An update released in 2022 lowered the power of Radahn to make his first fight less challenging. However, the sheer degree of difficulty lowering was unintended, and a subsequent updates balanced it, but not all of his former power. In the DLC, data mining revealed Radahn had cut dialogue where he introduces himself during his boss battle.

In response to criticism to the visual clutter and hitbox problems of Radahn's second fight, an update released in 2024 lowered the power of Radahn to make his second fight less challenging.

The game's director, Hidetaka Miyazaki, stated that Radahn was his favorite boss, citing both Radahn as a person and the festive feeling of defeating him. He noted that he came up with the idea of the Radahn Festival, but the other developers did not take him seriously.

== Reception ==
Ian Walker of Kotaku called Radahn the game's best character, and potentially one of the greatest Souls characters of all time, citing both Radahn's "touching" and "awe-inspiring" backstory, as well as the way his battle changes the game's world. Saying that his current form is "a pale facsimile" of the brilliant general he formerly was, he called Radahn's reasoning for learning gravity magic - to continue riding his prized horse, Leonard - "adorable". While calling the normal Radahn fight "incredibly challenging", Walker suggested that players make use of the other characters available to be summoned for the fight, saying that it is not only thematically appropriate but makes the fight a "cakewalk". He also praised the fact that Radahn's defeat added a "permanent geological feature" to the game's map, allowing the player passage to the city of Nokron.

Describing Radahn as "everything I look for in a Souls boss", with "weird and heartbreaking" lore and a "unique experience" with a challenge that can be scaled by the player's choices, he called it "incredible that, 13 years after Demon’s Souls first released, FromSoftware can still create characters that have this much of an impact". Following the released of the Shadow of the Erdtee DLC, Radahn's importance to the overall game is emphasized, noting how much content is unlocked for defeating him in his first boss fight, such two endings of the main, being necessary to access the DLC, and various others examples.

James Troughton of TheGamer also praised the first Radahn fight, saying that few games had captured the excitement of adventurers banding together in a similar way as the Radahn Festival. Describing it as the game's "Dunharrow moment" in reference to The Lord of the Rings, he was surprised that the battle with Radahn was not the endgame, but rather only the game's midpoint. He called the fight "the sum of your journey up until this point", and the culmination of the player's journey through the "treacherous, inhospitable wasteland" of Caelid. Ben Brosofsky
of Screen Rant found the ability to fight alongside NPCs to be "emotional" and awarding to defeat Radahn.

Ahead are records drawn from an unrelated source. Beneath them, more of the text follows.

PR #6124, opened 2025-08-22
[flink] Restart dedicated compact job if schema change is detected

tsreaper:
### Purpose

Currently, streaming compact job does not deal with schema change. If the user adds a column, it will be ignored by the compact job and this column will be lost.

This PR restarts the compact job if schema change is detected, so new columns will not be lost.

### Tests

* `CompactProcedureITCase#testFailWhenSchemaChanged`

### API and Format

No format changes.

### Documentation

No new feature.

### DIFF
--- a/paimon-core/src/main/java/org/apache/paimon/table/system/CompactBucketsTable.java
+++ b/paimon-core/src/main/java/org/apache/paimon/table/system/CompactBucketsTable.java
@@ -80,8 +80,8 @@ public class CompactBucketsTable implements DataTable, ReadonlyTable {
 
     private final FileStoreTable wrapped;
     private final boolean isContinuous;
-
     @Nullable private final String databaseName;
+    private final long baseSchemaId;
 
     private static final RowType ROW_TYPE =
             RowType.of(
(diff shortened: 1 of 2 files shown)


JingsongLi (commented):
Also modify `AppendTableCompactSource`?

Radahn's second boss fight has received attention for its high level of difficulty. Both praised and criticized for his highly aggressive and relentless moveset, Radahn has been considered the strongest boss in the DLC, the whole game, or even in FromSoftware's history. "Let Me Solo Her", a player known for their expertise at fighting Malenia and for helping others against her, beat Radahn after three hours of attempts and began showcasing different tactics to help other players with the newer boss.

Like Malenia's boss fight, Radahn's second boss fight has been a source of unusual challenges. Twitch streamer DrDootPhD beat the boss using a saxophone in place of a controller, while others did so without sustaining any damage, or without dodging at all. Twitch.tv streamer MissMikkaa spent 52 tries and seven hours before successfully killing Radahn using a dance pad. One player used every status buff in the game to beat Radahn in one hit and another won while on Rune Level One without using Scadutree Fragments. YouTuber Lu Win Kre fought against Radahn solo and used a different weapon without taking damage each time, achieving this 40 times. YouTuber PointCrow's goldfish Tortellini managed to defeat Radahn using a camera that selects inputs based on which part of its tank it is in, receiving assistance from PointCrow.